Directions
Report every line of the data that includes "completely".

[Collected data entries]
PR #38, opened 2017-05-20
Add ca-certificates to our base image.

dlorenc:
Ref #11

### DIFF
--- a/WORKSPACE
+++ b/WORKSPACE
@@ -88,9 +88,3 @@ git_repository(
     remote = "https://github.com/GoogleCloudPlatform/runtimes-common.git",
     commit = "4e9b3b57efb237ba09b4a319bea42bcdd4eb91e3",
 )
-
-git_repository(
-    name ="bazel",
-    remote = "https://github.com/bazelbuild/bazel.git",
-    commit = "2633a599532e73f8f66d346b40b6c06896bab0dd",
-)
--- a/WORKSPACE
+++ b/WORKSPACE
@@ -88,3 +88,9 @@ git_repository(
     remote = "https://github.com/GoogleCloudPlatform/runtimes-common.git",
     commit = "4e9b3b57efb237ba09b4a319bea42bcdd4eb91e3",
 )
+
+git_repository(
+    name ="bazel",
+    remote = "https://github.com/bazelbuild/bazel.git",
+    commit = "2633a599532e73f8f66d346b40b6c06896bab0dd",
+)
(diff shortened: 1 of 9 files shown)


dlorenc:
We should add a test to make sure these are actually usable by an app. I started to do this in Go, but I'm on my mac laptop and bazel can't cross compile :(

dlorenc:
> We should add a test to make sure these are actually usable by an app. I started to do this in Go, but I'm on my mac laptop and bazel can't cross compile :(

Got the test in. I kept this one out of examples and base/testdata

WORKSPACE
```diff
@@ -88,3 +88,9 @@ git_repository(
     remote = "https://github.com/GoogleCloudPlatform/runtimes-common.git",
     commit = "4e9b3b57efb237ba09b4a319bea42bcdd4eb91e3",
 )
+
+git_repository(
```
mattmoor: I don't understand the need for this?

cacerts/BUILD
```diff
@@ -0,0 +1,6 @@
+package(default_visibility = ["//visibility:public"])
```
mattmoor: Let's make this visible to just our repo for now (let's us iterate on the signature before folks depend on it).

I think this would be `//:__subpackages__`

base/testdata/check_certs.go
```diff
@@ -0,0 +1,20 @@
+package main
```
mattmoor: I think we need to be more vigilant about including license headers.

WORKSPACE
dlorenc: Ah, I was originally trying to use their archive.py library to crack open the .deb, but then ran into a wall when I found Python can't open .xz files easily.

base/testdata/check_certs.go
dlorenc: Yeah I have a script for this over in minikube. I'll see if it's easily portable over to here.

dlorenc:
@mattmoor PTAL

WORKSPACE
mattmoor: Yeah, the library shells out to `xzcat`.

cacerts/extract.sh
```diff
@@ -0,0 +1,20 @@
+#!/bin/bash
+
+# This script extracts the CA certs from the typical debian ca-certificates debian package.
+# It would be nicer to do this in Python or Go, but neither of these languages have packages
+# that can extract .xz files in their stdlibs.
+
+DEB=$1
```
mattmoor: IIRC this has a `copyright`, we should include that as well.

dlorenc: Added our headers.

Issue #68, opened 2017-06-29
dpkg rule does not create output reproducibly


MarkusTeufelberger:
If I run the exact same rule today and in three weeks, I might get a completely different version of the specified package.

Please add a hash to the rule, so it is possible to pin down exact versions.

Also it would be nice to be able to specify several package sources, since not all mirrors might keep older versions of packages around.

MarkusTeufelberger:
#71 does fix the dpkg_src rule, not the dpkg rule itself.

I want control over which package gets installed, not only which global state of all possible package versions.
If the dpkg_src defines libfoo 0.1.2, but I want libfoo 0.1.3, I have to change to a more recent snapshot in dpkg_src and I risk that all my other dependencies suddenly change as well.

r2d4:
I'm going to close this - the new `dpkg_src` rule takes a sha256 argument.  The source contains checksums for each package, which are checked upon downloading in `dpkg_list`.

As for package versioning - 
A `dpkg_list` rule can take multiple sources and will check each one in order.  If you need more granularity, you can use multiple `dpkg_src` and `dpkg_list` rules.

In the future, I think it would probably be good to include a "versioned" syntax to the `dpkg_list` rule, so that you could easily specify versions with something like `openssl=1.0.0`

PR #71, opened 2017-07-05
Refactor dpkg rules

r2d4:
* Allows multiple sources on the dpkg() rule
Sources will be tried in the order they appear.  For different priority, split up your package bundles into different dpkg rules.

* Automatically renames packages that are not valid bazel rule names.
Prints out a warning with instructions on how to reference the resulting deb.  The best solution I can think of here is to eventually output a tarball of deb packages.  Then, the output wouldn't have to be the individual deb files (which for some packages won't be able to be referenced by bazel labels).

* Allows multiple packages to be part of the same dpkg() rule

* Bumps version of dpkg_parser.par to v0.2

Fixes https://github.com/GoogleCloudPlatform/distroless/issues/70
Partially addresses  #68

### DIFF
--- a/WORKSPACE
+++ b/WORKSPACE
@@ -14,7 +14,7 @@ load(
     "//package_manager:package_manager.bzl",
     "package_manager_repositories",
     "dpkg_src",
-    "dpkg",
+    "dpkg_list",
 )
 
 package_manager_repositories()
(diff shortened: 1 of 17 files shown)


base/BUILD
```diff
@@ -32,9 +32,9 @@ docker_build(
     name = "base",
     base = ":with_tmp",
     debs = [
-        "@libc6//file:pkg.deb",
-        "@libssl1.0.0//file:pkg.deb",
-        "@openssl//file:pkg.deb",
+        "@package_bundle//file:libc6.deb",
+        "@package_bundle//file:libssl1.0.0.deb",
+        "@package_bundle//file:openssl.deb",
```
mattmoor: This is cool.  I really like this model, it is basically what I'd like to see us do for `package.json` or `requirements.txt`, e.g. have a single `repository` and export multiple targets from within.

cc/BUILD
```diff
@@ -7,7 +7,7 @@ docker_build(
     name = "cc",
     base = "//base:base",
     debs = [
-        "@libgcc1//file:pkg.deb",
-        "@libstdcpp6//file",
+        "@package_bundle//file:libgcc1.deb",
+        "@package_bundle//file:libstdc__6.deb",
```
mattmoor: I thought of another trick for how to handle invalid characters over the weekend, it is relevant here.

within `@package_bundle` generate a `.bzl` file, then you:
```python
load("@package_bundle//file:the.bzl", "packages")
```

Where `packages` is a dictionary of unescaped package names to `BUILD` target, then you replace this line with:
```python
   packages["libstdc++6"],
```

... and voila :)

This enables us to employ `base64` encoding or `sha256` to better avoid collisions.

@alexeagle has been battling something similar, but I don't believe this completely solves his problem.

package_manager/dpkg.bzl
```diff
@@ -1,13 +1,24 @@
 def _dpkg_impl(repository_ctx):
   repository_ctx.file("file/BUILD", """
 package(default_visibility = ["//visibility:public"])
-exports_files(["pkg.deb"])
+deb_files = glob(["*.deb"])
+exports_files(deb_files)
 """)
 
+  for pkg in repository_ctx.attr.packages:
+    if pkg.find("+") > 0:
```
mattmoor: @damienmg is there a better way to check if a string is a valid label?

cc/BUILD
r2d4: Nice idea!  I implemented it

package_manager/dpkg.bzl
r2d4: This check is unnecessary now that the user doesn't have to do any conversion on their end.

r2d4:
In the latest commit I addressed some feedback as well as adding checksum validation for the Packages.gz file and individual .debs.  The builds should be reproducible and secure now.

package_manager/util_test.py
```diff
@@ -0,0 +1,13 @@
+import unittest
+import os
+
+from package_manager import util
+
+CHECKSUM_TXT = "1915adb697103d42655711e7b00a7dbe398a33d7719d6370c01001273010d069"
+
+class TestUtil(unittest.TestCase):
+
+
```
mattmoor: nit: one blank line, we should add a pylint check to Travis... :-/

r2d4:
Fixes #68
Fixes #72

package_manager/util_test.py
r2d4: Opened #73, will rebase and fix all the warnings on top of that once it gets in

MarkusTeufelberger:
Please document how exactly one can generate the sha256 hash for the dpkg_src rule. It is a bit hidden in the code...

WORKSPACE
```diff
@@ -23,73 +23,43 @@ dpkg_src(
...
     arch = "amd64",
     distro = "jessie-backports",
-    url = "http://deb.debian.org",
+    sha256 = "2a493443581bdb4be071359f7fb62122741f233d3596545d88239a4e4ec445e8",
+    snapshot = "20170701T034145Z",
+    url = "http://snapshot.debian.org/archive",
 )
 
-# For the glibc base image.
 dpkg(
```
dlorenc: Maybe rename this rule to dpkg_list?

package_manager/dpkg_parser.py
```diff
@@ -17,22 +17,34 @@
 import io
```
dlorenc: It looks like we're not running pylint on this file, could you do that manually and open a bug to get it in travis?

package_manager/dpkg_parser.py
```diff
@@ -17,22 +17,34 @@
...
 import urllib2
 import json
+import hashlib
+
+import re
+
+from os import path
```
dlorenc: Just import os.

package_manager/dpkg_parser.py
```diff
@@ -42,31 +54,51 @@
...
-    pkg = metadata[package_name]
-    buf = urllib2.urlopen(pkg[FILENAME_KEY])
-    with open(DEB_FILE_NAME, 'w') as f:
-        f.write(buf.read())
-
-
-def download_package_list(mirror_url, distro, arch):
+    package_to_rule_map = {}
+    for pkg_name in packages.split(","):
+        found = False
```
dlorenc: You can do this with a for: else: loop. I find those clearer.

r2d4: done

package_manager/dpkg_parser.py
r2d4: done

package_manager/dpkg_parser.py
r2d4: done - pylint was enabled, but after this PR, so i rebased

WORKSPACE
r2d4: renamed

r2d4:
Done.  Added a README to the package manager folder and updated our main readme to point to that for extra info.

Response to this exercise
If I run the exact same rule today and in three weeks, I might get a completely different version of the specified package.
@alexeagle has been battling something similar, but I don't believe this completely solves his problem.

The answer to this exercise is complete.